🤖 AI Summary
Existing spectral foundation models are constrained by RGB-centric pretraining paradigms, limiting their adaptability to hundred-channel hyperspectral data and confining them primarily to remote sensing applications. This work introduces the first general-purpose spectral foundation model, unifying support for both proximal and remote sensing modalities, as well as multispectral and hyperspectral imaging (>100 bands). Methodologically, we propose a novel integration of spectral channel encoding, spatial-spectral joint masking, and RGB/ImageNet transfer strategies within a masked autoencoder framework—incorporating spectral-specific positional encoding and adaptive masking.
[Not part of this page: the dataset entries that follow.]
PR #2698, opened 2023-03-13
Add Github Actions to migrate CI from CircleCI and Azure DevOps

davesnx:
## Introduction

This PR adds GitHub workflow files that have been tested in a separate repository https://github.com/davesnx/reason-ci-gh-actions/actions to ensure correctness.

What it consist of the CI:

- opam-ci
- esy-ci

Both running against 3 different OS (windows, ubuntu and mac) and running with 4 different OCaml versions (4.06, 4.10, 4.12, 4.14).

The list of OCaml versions has been changed just because we might want to stop supporting < 4.06 versions for Reason. There is no technical reason to not run 4.02 in GH actions.

## Why

- Running one CI is preferred to running 2 separate ones.
- GH actions support windows (that wasn't true 5 years ago, so that why Azure was used)
- GH cache is superior from CircleCI cache and Azure cache.
- In ocaml we can use ocaml/setup-ocaml and run it in Windows
- The config files are easier to understand IMHO
- The performance is superior

## Benchmark 
The slowest builds right are in Azure: esy+windows: 27minutes opam+windows: 45min, the fastest are esy+mac: 9m 27sec.
The builds on CircleCI are with esy: 5m 39s (with cache)

Stats for Github Actions
  - **esy+ubuntu**: between `1m 28s` and `1m 52s`
  - **esy+windows**: between `3m 50s` and `7m`
  - **opam+ubuntu**: between `4m 29s` and `6m 57s`
  - **opam+windows**: between `5m 19s` and `8m 58s`

It's much faster since it takes advantage of action/cache from GH. Stores _export and ~/.esy folders in case of esy and ~/.opam in case of opam.
In esy+windows most of the time spent is installing esy each time where isn't possible to install globally a dependency with the cache enabled, the rest is as fast as the rest of esy pipelines. (If we want to remove this minutes, I can probably create an action that uses-esy).

Inspiration was taken from https://github.com/davesnx/styled-ppx and https://github.com/grain-lang/grain

## Doubts

The release step from Azure is somewhat mysterious for me, and the overall process of releasing a new Reason version seems a little broken. I would appreciate a little bit of guidance here since would be nice to move it to GH actions as well.

- What should we do with `js`? as far as I know playground and sketch.sh (the only use-cases I can think of) they build reason with jsoo and live without this. Maybe this should be replaced with a section on the documentation about "Run refmt in the browser", instead of releasing an npm package that contains refmt compiled with jsoo. It complicates the repo with a minimum benefit
- What should we do with `bspacks` folder?
- npm workflow -> we create this on each CI run but we don't push it to npmjs registry?
- Why do we have a package.json with bs-platform 1.9.3 when on publish we re-generate our own package.json? Is that a mistake or an artifact from BuckleScript?
- opam workflow -> `scripts/opam-release.sh` runs manually and then open the PR to opam registry 
- Github Releases -> Running check-version.sh? Manually? 

## Next steps

We will run all CIs for a few weeks, and when everything seems to work fine we will remove the CircleCI, Azure DevOps, and `formatTest/` when all tests are migrated.

Theoretically, the release process would be more clear and we won't have problems with `refmt --version`, GH releases, npm packages, opam packages being completely different.


anmonteiro (approved):
This doesn't look to be testing the error / type check tests. So we can't disable Circle / Azure yet.

In the meantime, I think this can go in

davesnx:
Merging this, future work is to migrate all tests to cram test, disable Circle/Azure and polish the release process.

PR #2701, opened 2023-03-21
Fix version on refmt

davesnx:
This PR is a step close to solve the issue with the release process being broken.
Fixing the version on running `refmt --version`

This would always print the version from `dune-project` which would need to be in sync with `reason.json`, `package.json`, `esy.json` which is not ideal.

- Using build_info from dune to display version (defined in dune-project)
- Using dune rule to get the commit hash and write it to `git_commit.ml`
- Remove pre-release on Makefile
- Set ocaml to 4.14 and ocaml-lsp to 1.15 for development

In the future the publish is going to be automated by CI, only updating the version on the `dune-project` file will propagate to all releases.


esy.json
```diff
@@ -3,9 +3,10 @@
   "notes":
     "This is just the dev package config (also built as globally installable reason-cli). See ./refmt.json ./rtop.json for individual release package configs.",
   "license": "MIT",
-  "version": "3.8.1",
+  "version": "3.8.2",
   "dependencies": {
     "@opam/dune": "3.6.2",
```
anmonteiro, line 8: we should probably be on the same dune version as dune-build-info

reason.json
```diff
@@ -15,7 +15,8 @@
     "@opam/merlin-extend": " >= 0.6",
     "@opam/result": "*",
     "@opam/ppx_derivers": "< 2.0.0",
-    "@opam/dune": "2.9.3"
+    "@opam/dune": "2.9.3",
```
anmonteiro, line 18: let's try to use the same dune version across all `.json` files.

davesnx: Updated in 22e86a686dbd893821f20fea8f04d3d69994e464 + update reason.json/rtop.json

PR #2704, opened 2023-03-24
generate opam files with dune

anmonteiro:


davesnx:
Rebased with master and fixed some conflicts. I touched the default.nix and didn't test it manually, can you double check it works/make sense?

anmonteiro:
Thanks! looks right to me.

PR #2707, opened 2023-04-17
Polyvariants printing similar to variants 

SanderSpies:
```
type align = [ | `Start | `End | `Center];
```
to 
```
type align = [ 
  | `Start
  | `End 
  | `Center
];
```

Solves: https://github.com/reasonml/reason/issues/2706


SanderSpies:
Hmm, looks like something went wrong with git.

Issue #2695, opened 2023-03-08
local open + let bindings


anmonteiro:
```reason
let y = Promise.Ops.(
  let* x = Js.Promise.resolve(42);
  Js.Promise.resolve(x * 2);
);
```

this currently produces a syntax error "unclosed parenthesis"

anmonteiro:
Done in #2716

PR #2716, opened 2023-04-24
Fix 2695: local open + let bindings

SanderSpies:
Solves #2695.

Makes it possible to use:

```
 let y = Promise.Ops.(
  let* x = Js.Promise.resolve(42);
  Js.Promise.resolve(x * 2);
);
```

Printing isn't perfect, but good enough for now.

### DIFF
--- a/src/reason-parser/reason_pprint_ast.ml
+++ b/src/reason-parser/reason_pprint_ast.ml
@@ -4365,21 +4365,16 @@ let printer = object(self:'self)
      * Or ReasonReact.(<> {string("Test")} </>);
      *)
     | _ -> (
-      match parent with 
-      | Some (parent) -> (
-        if has_open_notation_attr parent.pexp_attributes then
-          makeList
-            ~break:IfNeed
-            ~inline:(true, false)
-            ~postSpace:true
-            ~wrap:("(",")")
-            ~sep:(SepFinal (";", ""))
-            (self#letList e)
-        else
-          makeList ~wrap:("(",")") ~break:IfNeed [self#unparseExpr e]
-      )
-      | None -> 
-        makeList ~wrap:("(",")") ~break:IfNeed [self#unparseExpr e]
+      match parent with
+      | Some parent when has_open_notation_attr parent.pexp_attributes ->
+        makeList
+          ~break:IfNeed
+          ~inline:(true, false)
+          ~postSpace:true
+          ~wrap:("(",")")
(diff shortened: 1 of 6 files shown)


anmonteiro (approved):
This looks great, thanks!

src/reason-parser/reason_pprint_ast.ml
```diff
@@ -6442,7 +6442,12 @@ let printer = object(self:'self)
                     (atom (".")))
                   (self#formatNonSequencyExpression e))
           else
-            Some (makeLetSequence (self#letList x))
+            Some
```
anmonteiro, line 6445: this looks exactly like the `then` branch.

I'm surprised this doesn't break `let open Foo; bar;` for example?

Perhaps the `letop` case should be added to `isSeriesOfOpensFollowedByNonSequencyExpression`, then we'd get printing for free?

SanderSpies: Well, not exactly the same. The first branch results into extra braces: 
```
-      let* x = Js.Promise.resolve(42);
-      Js.Promise.resolve(x * 2);
+      {
+        let* x = Js.Promise.resolve(42);
+        Js.Promise.resolve(x * 2);
+      }
```

SanderSpies: I did make a small change to avoid code duplication

anmonteiro: I don't see how this is correct yet. I might be missing something.

Aren't we replacing ALL `open` calls with `Foo.( ...  )`?

SanderSpies: @anmonteiro 

Not exactly, but the solution wasn't perfect (it didn't work for nested local open modules). I've tried to improve on it with help of an extra attribute set by the parser.

src/reason-parser/reason_pprint_ast.ml
```diff
@@ -6433,15 +6458,17 @@ let printer = object(self:'self)
                 | _ -> Some (self#extension e)
           end
         | Pexp_open (me, e) ->
-            if self#isSeriesOfOpensFollowedByNonSequencyExpression x then
+            if self#isSeriesOfOpensFollowedByNonSequencyExpression x then (
```
SanderSpies, line 6461: Todo: make the same as before.

anmonteiro:
Thank you again, and sorry for the delay

PR #2717, opened 2023-04-25
Add formatting diff on typecheck

davesnx:
- Rename typedtree to outcometree (to be correct cc @anmonteiro)
- Added the printed output for the typeChecked tests
- Removed unused scripts/failing commands from Make


anmonteiro:
Thanks!

PR #2721, opened 2023-07-22
recognize `mel.obj` instead of `bs.obj`

anmonteiro:
We're moving from `%bs.obj` to `%mel.obj` in https://github.com/melange-re/melange/pull/663

- This change makes that possible in Reason as well
- BuckleScript is no longer; ReScript is not using Reason
- This change should be safe to ship (and release as part of the melange v2 releases)

### DIFF
--- a/flake.lock
+++ b/flake.lock
@@ -5,11 +5,11 @@
         "systems": "systems"
       },
       "locked": {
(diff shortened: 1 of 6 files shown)


davesnx:
This should be released under 3.9.1?

PR #2723, opened 2023-09-19
test: reproduce extension bug when nested inside a module

anmonteiro:


anmonteiro:
Pushed a fix for this but I'm not happy with the extra `~indent` argument.

cc @jchavarri

jchavarri (approved):
Nice fix.

PR #32, opened 2025-03-21
fix: fixup module path for descriptor

jakobmoellerdev:

The go.mod module name was incorrectly set to the descriptor without v2 suffix which causes go mod resolution to fail

relates to https://github.com/open-component-model/ocm-website/pull/424


Skarlso (approved):

jakobmoellerdev:
@Skarlso the API path was also not updated correctly, package should be v2 after all because deepcopy-gen does not support differing package and folder

jakobmoellerdev:
> That's why I was asking if we should have the module _outside_ the v2 folder. But this is fine as well.

I think its canonical to have one module per major version, so this should be okay

Skarlso (approved):

PR #33, opened 2025-03-21
fix: allow bidirectional raw conversion due to switch away from interface

jakobmoellerdev:

This allows for bidirectional raw conversion by adding a path in convert that specifically converts back into Raw.

This is especially useful now because we switched from using interface types in our structs to only raw, so it is important that our conversion works as intended everytime.

```
// Convert transforms one Typed object into another. Both 'from' and 'into' must be non-nil pointers.
//
// Special Cases:
//   - Raw → Raw: performs a deep copy of the underlying []byte data.
//   - Raw → Typed: unmarshals YAML from raw.Data into the typed object (if the type is registered).
//   - Typed → Raw: marshals the object to JSON, applies canonicalization, and stores the result in Raw.Data. (See Raw.UnmarshalJSON)
//   - Typed → Typed: performs a deep copy using Typed.DeepCopyTyped, with reflection-based assignment.
//
// Errors are returned if:
//   - Either argument is nil.
//   - A type is not registered in the Scheme (for Raw conversions).
//   - A reflection-based assignment fails due to type mismatch.
```

This also reintroduces the Typed constraint on the registry because we now have generators that support our methods, which means there is no need to use any and we can rely on the methods in the interfaces


bindings/go/runtime/registry.go
```diff
@@ -154,7 +128,7 @@ func (r *Scheme) NewObject(typ Type) (any, error) {
 		}
 		object = reflect.New(t).Interface()
 
-		return object, nil
+		return object.(Typed), nil
```
Skarlso, line 131: Type check here?

bindings/go/runtime/registry.go
```diff
@@ -178,45 +152,85 @@ func (r *Scheme) Decode(data io.Reader, into any) error {
...
+//   - A reflection-based assignment fails due to type mismatch.
+func (r *Scheme) Convert(from Typed, into Typed) error {
+	if from == nil || into == nil {
+		return fmt.Errorf("both 'from' and 'into' must be non-nil")
+	}
+
+	fromType := from.GetType()
+
+	// Handle Raw → Raw (cheap shortcut)
+	if rawFrom, ok := from.(*Raw); ok {
```
Skarlso, line 176: Use a switch on type instead of readability?

bindings/go/runtime/registry.go
```diff
@@ -178,45 +152,85 @@ func (r *Scheme) Decode(data io.Reader, into any) error {
...
+//   - Raw → Typed: unmarshals Raw.Data JSON via json.Unmarshal into the Typed object (if Typed.GetType is registered).
+//   - Typed → Raw: marshals the Typed with json.Marshal, applies canonicalization, and stores the result in Raw.Data.
+//     (See Raw.UnmarshalJSON for equivalent behavior)
+//   - Typed → Typed: performs a deep copy using Typed.DeepCopyTyped, with reflection-based assignment.
+//
+// Errors are returned if:
+//   - Either argument is nil.
+//   - A type is not registered in the Scheme (for Raw conversions).
+//   - A reflection-based assignment fails due to type mismatch.
+func (r *Scheme) Convert(from Typed, into Typed) error {
```
Skarlso, line 168: The scheme contains a mutex. Don't we need to use that here? 🤔

bindings/go/runtime/registry.go
jakobmoellerdev: if the object is created through reflection above and we did an assertion through the the registry during creation, how would this type check be needed?

Skarlso: Ah you're right, sorry the diff was blurring out that section of the code and I didn't check.

bindings/go/runtime/registry.go
jakobmoellerdev: Its used inside the call of IsRegistered which should be fine. WDYT?

jakobmoellerdev (commented):
To reviewer: It might show here that we want to at least have enough knowledge of type information and top level keys. The Raw type is now able to inject type information but we may need a mix of Raw and Unstructured for that, something like `RawUnstructured` that contains `map[string]json.RawMessage` so that we are able to easily default certain fields. Im happy to hear opinions though

bindings/go/generator/ocmtypegen/main.go
```diff
@@ -1,114 +1,248 @@
...
+func main() {
+	if len(os.Args) < 2 {
+		slog.Info("Usage: generator <root-folder>")
+		os.Exit(1)
+	}
+	root := os.Args[1]
+
+	packages, err := findGoPackages(root)
+	if err != nil {
+		fmt.Fprintf(os.Stderr, "Error finding Go packages: %v\n", err)
```
Skarlso, line 31: You're using slog and fmt.Fprintf and slog.Error all over the place. :D Choose one. :D

bindings/go/generator/ocmtypegen/main.go
```diff
@@ -1,114 +1,248 @@
...
+		}
 	}
-	sourceFile := os.Args[1]
-	outputFile := filepath.Join(filepath.Dir(sourceFile), "zz_generated.type.ocm.software.go")
+	return false
+}
 
-	pkg, structs, err := ParseStructsWithGenerateDirective(sourceFile)
+// hasRuntimeTypeField checks if the struct has a field named Type of type runtime.Type.
+func hasRuntimeTypeField(s *ast.StructType) bool {
```
Skarlso, line 150: This got to be the most one that could break. Especially if we rename. We should definitely leave a comment on the Type saying if you rename this make sure you rename the generator or something. WDYT?

bindings/go/runtime/registry.go
Skarlso: Hmmm. But there is no defence if someone uses this directly. humm humm.

bindings/go/generator/ocmtypegen/main.go
jakobmoellerdev: added a log statement for this case specifically

bindings/go/generator/ocmtypegen/main.go
jakobmoellerdev: 👍 chose slog

bindings/go/runtime/registry.go
jakobmoellerdev: what do you mean with uses it directly? where would we need a lock?

Skarlso (approved):

PR #34, opened 2025-03-21
feat: introduce internal descriptor runtime

jakobmoellerdev:

```
// Package runtime defines an internal runtime to work
// with component descriptors in all schema versions without
// restricting the code to the public API for future major changes.
//
// This package should be preferred whenever working with non-serialization
// relevant routines (such as working with accesses or components)
//
// This package SHOULD NOT be used for serialization and any kind of
// attempt at serialization will fail on purpose, be buggy and is not
// supported!
//
// Instead, use dedicated converters to the scheme versions available.
//
// This package is not guaranteed to be stable, but will always
// support conversion from and to all advertised component descriptor
// schemes.
//
// Thus, it is much easier to migrate from/to than if one would program
// against the scheme directly.
//
// The conversions offered in this package are guaranteed to be lossless unless
// otherwise specified, so it is usually safe to convert back and forth between
// scheme versions.
package runtime
```

this can be used by other packages such as the oci bindings to work with descriptors internally


bindings/go/descriptor/runtime/descriptor.go
```diff
@@ -0,0 +1,281 @@
...
+	// References component dependencies that can be resolved in the current context.
+	References []Reference `json:"-"`
+}
+
+// ResourceRelation describes whether the component is created by a third party or internally.
+type ResourceRelation string
+
+const (
+	// LocalRelation defines a internal relation
+	// which describes a internally maintained resource in the origin's context.
```
fabianburth, line 69:
```suggestion
	// which describes an internally maintained resource in the origin's context.
```

bindings/go/descriptor/runtime/descriptor.go
```diff
@@ -0,0 +1,281 @@
...
+)
+
+// A Resource is a delivery artifact, intended for deployment into a runtime environment, or describing additional content,
+// relevant for a deployment mechanism.
+// For example, installation procedures or meta-model descriptions controlling orchestration and/or deployment mechanisms.
+// See https://github.com/open-component-model/ocm-spec/blob/main/doc/01-model/02-elements-toplevel.md#resources
+// +k8s:deepcopy-gen=true
+type Resource struct {
+	ElementMeta `json:",inline"`
+	// SourceRefs defines a list of source names.
```
fabianburth, line 83:
```suggestion
	// SourceRefs defines a list of sources used to generate the resource.
```
The "used to generate the resource" part is kind of optional. `source names` is just not really accurate for the `SourceRefs` data structure.

bindings/go/descriptor/runtime/descriptor.go
```diff
@@ -0,0 +1,281 @@
...
+	// These entries reference the sources defined in the
+	// component.sources.
+	SourceRefs []SourceRef `json:"-"`
+	// Type describes the type of the object.
```
fabianburth, line 87:
```suggestion
	// Type describes the type of the resource.
```

bindings/go/descriptor/runtime/descriptor.go
```diff
@@ -0,0 +1,281 @@
...
+// Source elements do not have specific additional formal attributes.
+// See https://github.com/open-component-model/ocm-spec/blob/main/doc/01-model/02-elements-toplevel.md#sources
+// +k8s:deepcopy-gen=true
+type Source struct {
+	ElementMeta `json:",inline"`
+	Type        string        `json:"-"`
+	Access      runtime.Typed `json:"-"`
+}
+
+// Reference describes the reference to another component in the registry.
```
fabianburth, line 118:
```suggestion
// Reference describes the reference to another component.
```
might lead to confusion

bindings/go/descriptor/runtime/descriptor.go
```diff
@@ -0,0 +1,281 @@
...
+// A component version may refer to other component versions by adding a reference to the component version.
+//
+// The Open Component Model makes no assumptions about how content described by the model is finally deployed or used.
+// This is left to external tools.
+//
+// Tool specific deployment information is formally represented by other artifacts with an appropriate type.
```
fabianburth, line 124:
```suggestion
// Tool specific deployment information is formally represented by other artifacts with an appropriate type and/or by labels.
```

bindings/go/descriptor/runtime/descriptor.go
```diff
@@ -0,0 +1,281 @@
...
+//
+// In addition to the common artifact information, a resource may optionally describe a reference to the source by specifying its artifact identity.
+//
+// See https://github.com/open-component-model/ocm-spec/blob/main/doc/02-processing/01-references.md#referencing
+// +k8s:deepcopy-gen=true
+type Reference struct {
+	ElementMeta `json:",inline"`
```
fabianburth, line 131:
```suggestion
type Reference struct {
         // The name in ElementMeta describes the name of the reference itself within this component (not the name of the referenced component). But the version in ElementMeta specifies the version of the referenced component.
	ElementMeta `json:",inline"`
```
Since `Reference` is kind of weird with regards to `ElementMeta`, we might want to add an additional comment here.

bindings/go/descriptor/runtime/descriptor.go
```diff
@@ -0,0 +1,281 @@
...
+// +k8s:deepcopy-gen=true
+type Meta struct {
+	// Version is the schema version of the component descriptor.
+	Version string `json:"-"`
+}
+
+// ObjectMeta defines an object that is uniquely identified by its name and version.
+// Additionally the object can be defined by an optional set of labels.
+// It is an implementation of the Element Identity as per
+// https://github.com/open-component-model/ocm-spec/blob/main/doc/01-model/03-elements-sub.md#element-identity
```
fabianburth, line 157: I think this comment belongs to `ElementMeta`, doesn't it?

bindings/go/descriptor/runtime/descriptor.go
```diff
@@ -0,0 +1,281 @@
...
+	}
+	return base
+}
+
+// ElementMeta defines an object with name and version containing labels.
+// +k8s:deepcopy-gen=true
+type ElementMeta struct {
+	ObjectMeta `json:",inline"`
+	// ExtraIdentity is the identity of an object.
+	// An additional label with key "name" is not allowed
```
fabianburth, line 186:
```suggestion
	// An additional identity attribute with key "name" is not allowed
```

bindings/go/descriptor/runtime/convert_v2.go
```diff
@@ -0,0 +1,430 @@
...
+	"maps"
+	"strings"
+	"time"
+
+	v2 "ocm.software/open-component-model/bindings/go/descriptor/v2"
+	"ocm.software/open-component-model/bindings/go/runtime"
+)
+
+// ConvertFromV2 converts a v2.Descriptor to the internal Descriptor format.
+func ConvertFromV2(descriptor *v2.Descriptor) (*Descriptor, error) {
```
fabianburth, line 15: I imagine, we would also implement a validation function on the internal component descriptor? Is this something we'd like to keep separate or should this be incorporated here? Currently, you could easily get an internal component descriptor with e.g. 2 resources with the same identities, which could later on mess with other function implemented upon the component.

bindings/go/descriptor/runtime/doc.go
```diff
@@ -0,0 +1,24 @@
+// Package runtime defines an internal runtime to work
+// with component descriptors in all schema versions without
+// restricting the code to the public API for future major changes.
```
fabianburth, line 3: maybe, we also add here that this makes it easier to work with the embedded types in the internal version since we do not need to constantly convert

fabianburth (approved):
Looks good!
Mostly nitpicky suggestions to change some comments to avoid potential confusion.

bindings/go/descriptor/runtime/doc.go
jakobmoellerdev: added a small section on ease of use with embedded types

fabianburth (approved):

Evaluated across six downstream tasks, our model achieves an average performance gain of 12.7%, attains 92% of fully supervised accuracy using only 1% labeled data, and—critically—demonstrates, for the first time, cross-modal generalization across imaging distance (proximal vs. remote) and spectral dimensionality (multispectral to hyperspectral).
📝 Abstract
Spectral imaging data acquired via multispectral and hyperspectral cameras can have hundreds of channels, where each channel records the reflectance at a specific wavelength and bandwidth. Time and resource constraints limit our ability to collect large spectral datasets, making it difficult to build and train predictive models from scratch. In the RGB domain, we can often alleviate some of the limitations of smaller datasets by using pretrained foundational models as a starting point. However, most existing foundation models are pretrained on large datasets of 3-channel RGB images, severely limiting their effectiveness when used with spectral imaging data. The few spectral foundation models that do exist usually have one of two limitations: (1) they are built and trained only on remote sensing data limiting their application in proximal spectral imaging, (2) they utilize the more widely available multispectral imaging datasets with less than 15 channels restricting their use with hundred-channel hyperspectral images. To alleviate these issues, we propose a large-scale foundational model and dataset built upon the masked autoencoder architecture that takes advantage of spectral channel encoding, spatial-spectral masking and ImageNet pretraining for an adaptable and robust model for downstream spectral imaging tasks.